My friend has been married for five years now. He and his wife are in their early 30s and both have jobs. Their gas bill is close to zero because they mutually agreed not to cook at home. They are a “chore-less” couple. “We eat out mostly,” they said. “We have lunch at work and meet up for dinner. We like to find trendy spots and nice restaurants. Even coffee shops and convenience stores offer a wide variety of sandwiches, salads and rice rolls. Why should we spend our time cooking? On weekends, we order in as well. There are so many options to choose from, and they are better than microwaved food. We also take our laundry to the dry cleaners, where they wash, dry and deliver. There are many couples like us. It could change if we have a child.”

His story made me think about mothers in the old days. They were “superwomen” who made all of the spices and condiments at home, filling jars with kimchi, pickles and salted fish. In their kitchen, they could make nearly all the dishes that can be found in cookbooks, providing the family with delicious and healthy meals filled with love and care.

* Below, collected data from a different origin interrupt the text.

Issue #603, opened 2018-02-17
(Bug) stuck tx status


lindsmcw:
If you are reporting a problem with Token Wizard, please include the following information:

### Which network did you use? (Mainnet, Kovan, Rinkeby, etc.)

Main network

### If you were able to create it, what is the URL of your crowdsale?

Not finished

### Do you have screenshots showing the problem?

Yes
![image](https://user-images.githubusercontent.com/9313857/36342916-fd59eee8-1450-11e8-8109-aece1d0dff4f.png)

### Do you see errors in the dev console? If yes, please include a screenshot
![image](https://user-images.githubusercontent.com/9313857/36342978-a0a6254e-1451-11e8-8a6c-72dfc8b2a4a6.png)
![image](https://user-images.githubusercontent.com/9313857/36342988-cc88b262-1451-11e8-9b42-c51c6d21a0fd.png)
![image](https://user-images.githubusercontent.com/9313857/36343024-37a73f96-1452-11e8-8df9-29fc6e71c018.png)
 at f.performUpdateIfNecessary (main.7c06d6f5.js:1)

To open the dev console in Google Chrome, press F12, or go to `View -> Developer -> Developer Tools`, and open the Console tab

If you see errors, please right click on them and "Save as..". Zip saved file and attach it to the Issue.

*Your answer*

---
The issue is there were 17 transactions required through the metamask network and it stopped after the 11th one. Metamask doesn't show the submit button for the next one.. how can I continue with this?

vbaranov:
The first error from the screenshot is ignored and it shouldn't block deployment process. You can see, that deployment continued after this error. Anyways, could you clarify some details for investigation:

1. Could you attach Zip archive of logs - it is hard to restore chronology from screenshot
2. Why do you say 17 transactions? If you have only 1 tier, you need to sign only 14 txs. I see, that you are trying to create crowdsale with 1 tier.
3. Did you do any manipulations with MetaMask to repeat some of the transactions?

lindsmcw:
1) Hi, I don't have that page open anymore, as it was stuck. Not able to do
anything, so I just saved this info then the window was closed:


main.7c06d6f5.js:1 stepThree ƒ i(){var t,e,n,r;E(this,i);for(var
o=arguments.length,a=Array(o),s=0;s<o;s++)a[s]=arguments[s];return
[...]

PR #605, opened 2018-02-19
(Fix) check isMined on error event

vbaranov:
We shouldn't handle an error from the previous deployment tx, if it is already mined in `repeatPolling()` of tx receipt. Possible fix for https://github.com/poanetwork/token-wizard/issues/603

### DIFF
--- a/src/utils/blockchainHelpers.js
+++ b/src/utils/blockchainHelpers.js
@@ -152,6 +152,7 @@ let sendTX = (method, type) => {
   return new Promise((resolve, reject) => {
     method
       .on('error', error => {
+        if (isMined) return
         console.error(error)
         // https://github.com/poanetwork/token-wizard/issues/472
         if (


vbaranov:
@fernandomg 
*Failed to check for transaction receipt* error is skipped by us [here](https://github.com/poanetwork/token-wizard/blob/master/src/utils/blockchainHelpers.js#L158) and [here](https://github.com/poanetwork/token-wizard/blob/master/src/utils/blockchainHelpers.js#L172). Thus, the problem in #603 is not directly caused by this error. We see that the deployment process was going further after this error. And the transaction status was got by polling of tx receipt. But I think that later, this transaction raised `error` event. And the deployment process stuck. But we have already got success status of this tx by polling of tx receipt before and we don't need to handle the error from this tx. This is my vision. Please, let me know if you have another one.

fernandomg:
@vbaranov
> Failed to check for transaction receipt error is skipped by us here and here.

Indeed, I was trying to make that point. And I assumed that #603 error was related to that.

But in the other hand, I don't understand how or why a `tx` will raise an `error` after returning an `status === 1`. I assumed that the `error` event will be triggered only when the `status === 0`.

vbaranov:
>I assumed that the error event will be triggered only when the status === 0.

no, actually transaction can be successfully mined, but `error` event is returned by any reason.
We have 3 events: `error`,` transactionHash`, `receipt`.
In `transactionHash` we are additionally polling tx receipt, in case of` receipt` event will not work. So, it is an additional insurance to get a receipt.
If `receipt` event is called, there is no problem - `error` event will never be called.
But if we have got a successful result from polling of receipt, that we started in `transactionHash` event, events `error` and `receipt` still can be thrown. And if later it will be `error` event, and it is not among those, that we are skipping, deployment will stuck.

However, that was only possible with extended families during farming-oriented days. In an industrial society, home cooking is only a shadow of the love in the past.

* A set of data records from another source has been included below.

PR #606, opened 2018-02-19
(Fix) Add validation to decimals

### LINKED ISSUE #568: (Fix) add validation to decimals field

Each network

No

No. Users are trying to insert float values to the field. Should be validated.

Uncaught (in promise) Error: Error: [number-to-bn] while converting number "0.001" to BN.js instance, error: invalid number value. Value must be an integer, hex string, BN or BigNumber instance. Note, decimals are not supported. Given value: "0.001"
   at l (utils.js:64)
   at Object.f [as toTwosComplement] (utils.js:77)
   at o.s [as _inputFormatter] (formatters.js:44)
   at o.encode (type.js:188)
   at index.js:255
   at Array.map (<anonymous>)
   at m.encodeParameters (index.js:254)
   at microservices.js:32
   at new Promise (<anonymous>)
   at o (microservices.js:14)
   at e.getEncodedABIClientSide (microservices.js:8)
   at utils.js:38
   at <anonymous>

---

fernandomg:
Closes #568 

Created a new component (`NumericInput`) whose intention is to be used across all the wizard where a number is required.

I just updated the **DECIMALS** input field for `stepTwo` with this new component

### DIFF
--- a/src/components/Common/NumericInput.js
+++ b/src/components/Common/NumericInput.js
@@ -1,0 +1,92 @@
+import React, { Component } from 'react'
+import { InputField } from './InputField'
+import { VALIDATION_TYPES } from '../../utils/constants'
+import update from 'immutability-helper'
+import { observer } from 'mobx-react'
+import { countDecimalPlaces } from '../../utils/utils'
+
+const { VALID, INVALID } = VALIDATION_TYPES
+
+@observer
+export class NumericInput extends Component {
+  constructor (props) {
+    super(props)
+
+    this.state = {
+      value: '',
+      validation: {
+        value: {
+          pristine: true,
+          valid: INVALID
+        }
+      }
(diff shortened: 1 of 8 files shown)


src/components/Common/NumericInput.js
```diff
@@ -0,0 +1,92 @@
...
+const { VALID, INVALID } = VALIDATION_TYPES
+
+@observer
+export class NumericInput extends Component {
+  constructor (props) {
+    super(props)
+
+    this.state = {
+      value: '',
+      validation: {
```
fvictorio: Since `NumericInput` can only have one value, I think this can be flattened to `this.state = { value, pristine, valid}`

fernandomg: done, thanks!

Issue #596, opened 2018-02-14
(Bug) Modifiable crowdsale: incorrect behavior if user tries to add existing whitelisted address


dennis00010011b:
### Steps to reproduce:
1. Create modifiable crowdsale with whitelisted addresses
2. Open manage 
3. Add in the whitelist existed whitelisted address, fill out min/max value
4. Click button "+"
5. Click button "Save"

Expected result: should be error message like "address already exist ..."
                           OR user should be allowed to modify existed addresses(Feature)
Actual result: button "Save' is enabled, user can proceed, message "Congrats. You've successfully updated the crowdsale "

If you are reporting a problem with Token Wizard, please include the following information:

### Which network did you use? (Mainnet, Kovan, Rinkeby, etc.)

*Rinkeby*

### If you were able to create it, what is the URL of your crowdsale?

*https://wizard.poa.network/invest?addr=0x011C0608e9858f22564C31199438f9a732B6f157&networkID=4*

### Do you have screenshots showing the problem?

![incorrbehavior](https://user-images.githubusercontent.com/14067096/36226895-1387be7c-1184-11e8-8601-06db3654e595.png)

https://drive.google.com/open?id=1iAliRoG85jqjbjE1Ws_B-Q33yJsUCUSy

### Do you see errors in the dev console? If yes, please include a screenshot

To open the dev console in Google Chrome, press F12, or go to `View -> Developer -> Developer Tools`, and open the Console tab

If you see errors, please right click on them and "Save as..". Zip saved file and attach it to the Issue.

*No*

---

fernandomg:
@dennis00010011b @vbaranov what you think about adding the address to the list, but highlighting it and with a warning icon?

Using the `title` attribute:
![image](https://user-images.githubusercontent.com/3315606/36741537-25d14202-1bc4-11e8-9837-868952e32f77.png)

Adding a component for tooltips (https://github.com/wwayne/react-tooltip):
![image](https://user-images.githubusercontent.com/3315606/36741607-4e91b190-1bc4-11e8-9f36-b4c2fc490f5b.png)

Please, let me know which approach you think is the best. Or if you have any other idea to implement this solution.

vbaranov:
@fernandomg personally, I like the 2nd one with react-tooltip. My worry is about how to revert this change before saving if a user forgot how many it was reserved initially (I guess, only with refreshing the page). Maybe, we can add a small revert button, also? It will get saved values for this address in smart-contracts.

[...]

PR #639, opened 2018-02-28
(Feature) Bulk import whitelist

### LINKED ISSUE #600: (Feature) Bulk import on whitelist addresses
Hi, 

I tried using POA Network for crowdsale demo test and really liked it. I will like to know how i can add bulk white-list addresses when creating a new contract? or if the feature doesn't exists any timeline when this feature will be availble?

Thanks,
Sagar

fvictorio:
Closes #600.

This is a very basic implementation of the whitelist bulk import. There are some things tan can be improved, but I wanted to make this PR as soon as possible so as to not generate merge conflicts with the work that @fernandomg is doing for #596.

Pending things:

1. Give some kind of feedback to the user. Something like: `300 addresses were added, 20 lines were invalid` (or something along those lines).
2. Better validation for addresses. Right now only the length is checked.
3. Better styling. Regarding this, it would be nice to add something like [Font Awesome](https://fontawesome.com/) for the icons. We could use it later to replace the images with icons.


pablofullana:
@fvictorio shall we open a new issue for items 1..3 that you mention in this PR description?

fvictorio:
Yes, I will create them.

PR #650, opened 2018-03-02
(Fix) Don't continue to step 4 if min cap is not valid

### LINKED ISSUE #621: (Fix) investor global min cap can be greater than total supply of the tiers
**Problem**: investor global min cap can be greater than total supply of the tiers
**Solution**: validate *investor min cap field* on *Continue* button, check if it is greater than total supply of all tiers.

fvictorio:
Closes #621.

This checks that the min cap isn't greater than _any_ supply, not the sum of all the supplies. Otherwise, it may be the case that you can't buy in any tier.

For example, if you have a tier with supply 10 and another with supply 5, and your min cap is 11, it's less than the sum of all supplies, but you can't buy in none of the tiers.

I don't like at all the error message in this fix: it shows a message that basically says "this field is wrong, and one of these three things is the one causing the error".

It would be much better UI to show only the messages that are relevant. For example, if you input "-1" it just says "Value must be positive". If you input "1.333" and the token only has two decimals, it says "Decimals should not exceed...". If you input "-1.333", it should show both messages.

I didn't do it that way in this PR because it's a much bigger change, but if you agree with this, I will create an issue to improve it.

### DIFF
--- a/src/components/stepThree/index.js
+++ b/src/components/stepThree/index.js
@@ -139,7 +139,7 @@ export class stepThree extends React.Component {
 
     const { tierStore, gasPriceStore } = this.props;
     const gasPriceIsValid = gasPriceStore.custom.id !== this.state.gasPriceSelected || this.state.validation.gasPrice.valid === VALID
-    const isMinCapValid = tierStore.globalMinCap <= tierStore.minSupply
+    const isMinCapValid = tierStore.globalMinCap <= tierStore.maxSupply
 
     for (let index = 0; index < tierStore.tiers.length; index++) {
       tierStore.validateTiers("endTime", index);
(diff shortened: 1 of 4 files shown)


fvictorio:
Yes, I did that intentionally. Otherwise, you won't be able to buy anything at all in the second tier. But if you think we should use the sum of all the supply instead of the minimum, I can change it.

vbaranov:
>Otherwise, you won't be able to buy anything at all in the second tier

Right, but I think this case shouldn't prevent crowdsale creation. Logic could be: If a user can't buy on any tier, we should prevent creation. But if any tier has supply more or equals a user's min cap, we shouldn't prevent.

fvictorio:
@vbaranov Updated. Now I check the global min cap against the max supply instead (if the max supply is less than the global min cap, then every tier has a supply that is less than the global min cap).

vbaranov:
@fvictorio This configuration doesn't work for me:

screencapture-deploy-preview-650-ico-wizard-netlify-3-1520352662677

fvictorio:
That's strange, I typed the same values and it worked for me. I tried both typing the tiers first and the min cap second, and the other way around.

vbaranov:
Yes, it is not repeated to me anymore too.

fvictorio:
Maybe it's an issue with a very specific sequence of steps (although I hope not). Let's keep our eyes open in case it happens again.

An English friend introduced me to the typical home-cooked meals enjoyed by working-class families in the United Kingdom.

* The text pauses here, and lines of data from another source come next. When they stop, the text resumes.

Issue #642, opened 2018-02-28
(Improvement) Improve styling of whitelist bulk import button


fvictorio:
See #639. Consider adding Font Awesome.

PR #656, opened 2018-03-05
(Feature) Indicate to user how many addresses were imported to the whitelist

### LINKED ISSUE #640: (Improvement) Give feedback to user when bulk importing whitelist addresses
See #639.

fvictorio:
Depends on #642. Closes #640.

Give some very basic feedback to the user after importing a whitelist CSV. We can iterate over this to give better feedback if needed (for example, this doesn't show how many malformed rows were skipped, nor indicates if the imported CSV had addresses that were already added, and therefore ignored).


vbaranov:
@fernandomg if you have a chance, please, review. We need the 2nd signature because this is the feature.

Issue #578, opened 2018-02-08
(Fix) add validation for Whitelist->min/max value


dennis00010011b:
### Problem
Min, Max value can be negative
Min can be more or equals than Max 

If you are reporting a problem with Token Wizard, please include the following information:

### Which network did you use? (Mainnet, Kovan, Rinkeby, etc.)

*n/a*

### If you were able to create it, what is the URL of your crowdsale?

*n/a*

### Do you have screenshots showing the problem?

![whitelistminmax](https://user-images.githubusercontent.com/14067096/35953536-fd597fc2-0c39-11e8-9441-47165c8f296a.png)

### Do you see errors in the dev console? If yes, please include a screenshot

To open the dev console in Google Chrome, press F12, or go to `View -> Developer -> Developer Tools`, and open the Console tab

If you see errors, please right click on them and "Save as..". Zip saved file and attach it to the Issue.

*No*

---

PR #659, opened 2018-03-06
(Feature) Validate imported whitelist addresses

### LINKED ISSUE #641: (Improvement) Validate imported whitelist addresses
See #639.

fvictorio:
Depends on #656. Closes #641.

### DIFF
--- a/src/components/Common/WhitelistInputBlock.js
+++ b/src/components/Common/WhitelistInputBlock.js
@@ -6,9 +6,10 @@ import Papa from 'papaparse'
 import '../../assets/stylesheets/application.css';
 import { InputField } from './InputField'
 import { TEXT_FIELDS, VALIDATION_TYPES } from '../../utils/constants'
-import { validateAddress } from '../../utils/utils'
 import { WhitelistItem } from './WhitelistItem'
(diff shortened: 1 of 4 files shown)


vbaranov:
@fvictorio could you clarify which types of validations we cover with this PR? do we need more validations, or it covers all possible validations?

fvictorio:
It performs the same validation that are done when you type an address in the input (it just uses `Web3.util.isAddress`).

vbaranov:
Ok, I see. The issue is that when we import an address with individual min cap > individual max cap there is no validation for now. will it be resolved in the frame of https://github.com/poanetwork/token-wizard/issues/578 ?

fvictorio:
Oh, no, the min an max cap are not being validated (it just checks that they are numbers). We should think of a way to have those validations in a single place and use that both when importing a CSV and when typing an address.

Do you think we should do that as part of this PR?

vbaranov:
>Do you think we should do that as part of this PR?

No. I think we could merge it. I mentioned here just to not forget to do this as a part of #578 or as a separate issue. @fvictorio please create a new issue if you prefer to do it on a separate one.

Issue #536, opened 2018-01-30
(Refactor) Consider removing all checks for contract type


fvictorio:
The codebase has several places where it checks the "contract type" selected in step one (I guess crowdsale type would be a better name). But right now only one crowdsale type is supported. Plus, if another type is added in the future, I seriously doubt that having conditionals sprinkled everywhere is going to be the best approach.

So I think all these conditionals only make the code harder to maintain without giving any future benefit. I propose removing them, since 1) it's a fairly low risk change and 2) it's going to significantly increase the readability of the code.

@vbaranov @igorbarinov Thoughts on this?

vbaranov:
Yes, let's remove these obsolete conditions

PR #672, opened 2018-03-08
(Fix) Add address to whitelist in manage screen

### LINKED ISSUE #596: (Bug) Modifiable crowdsale: incorrect behavior if user tries to add existing whitelisted address

fernandomg:
Closes #596

In this PR `whitelistElements` collection was removed and only uses `whitelist`.

Style was applied for the whitelist elements in the manage screen, so the user can recognize what addresses are being modified, added or untouched.

image

Things to fix that I found: 
1. The way how duplicated addresses are being checked. As the same address can have upper and lower cases, this may lead errors.
2. `min` and `max` values are not being checked, so a user can enter a `min` value greater than `max`. The tx will fail, but it won't be clear why.


src/stores/TierStore.js
```diff
@@ -168,33 +168,60 @@ class TierStore {
...
+    whitelist.push(newItem)
+    this.sortWhitelist(crowdsaleNum)
+  }
+
+  @action sortWhitelist = (crowdsaleNum) => {
+    this.tiers[crowdsaleNum].whitelist = this.tiers[crowdsaleNum].whitelist.sort((prev, curr) => {
+      const currentAddress = curr.addr.toLowerCase()
+      const previousAddress = prev.addr.toLowerCase()
+
+      return currentAddress > previousAddress ? -1 : currentAddress === previousAddress ? curr.stored ? 1 : -1 : 1
```
fvictorio: This needs tests.

src/stores/TierStore.js
```diff
@@ -168,33 +168,60 @@ class TierStore {
...
+    })
   }
 
   @action removeWhitelistItem = (whitelistNum, crowdsaleNum) => {
-    let whitelist = this.tiers[crowdsaleNum].whitelist.slice()
-    whitelist[whitelistNum].deleted = true
-    this.setTierProperty(whitelist, 'whitelist', crowdsaleNum)
+    const removedItem = this.tiers[crowdsaleNum].whitelist.splice(whitelistNum, 1)[0]
```
fvictorio: This needs tests too.

src/components/Common/WhitelistInputBlock.js
```diff
@@ -152,15 +152,12 @@ export class WhitelistInputBlock extends React.Component {
             />
           </div>
         </div>
-        {whitelistElements && whitelistElements.map(e =>
+        {whitelist.length > 0 && whitelist.map((item, index) =>
```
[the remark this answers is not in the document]
fernandomg: fixed

src/stores/TierStore.js
fernandomg: done

src/stores/TierStore.js
fernandomg: done, and added test for the other modified/created methods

“Spread butter or mayonnaise to keep the bread from getting soggy and pour on baked beans from a can. With tomatoes and chips on the side, it is a staple dish, invented to provide enough calories for laborers at an affordable price after the Industrial Revolution,” he said.

Each culture has different nostalgia for home cooking. As the American joke goes, “Our hotel offers burnt toast to make sure you feel right at home.”

For International Women’s Day on March 8, the Organization for Economic Cooperation and Development studied 29 member countries on how much time people spent on housework, including domestic chores and child care. Korean men spent the least amount of time on housework in the world, only 45 minutes a day, less than one-third of the OECD average of 141 minutes.

The unfair division of household labor is a concern, of course, but household chores may go extinct altogether. Like the Kinsey reports on sexuality, we may need to research the dietary life of Korean households. To the generation that has lost home-cooked meals, such a report may bring back health and memories.

JoongAng Ilbo, March 11, Page 31

*The author is an editorial writer of the JoongAng Ilbo.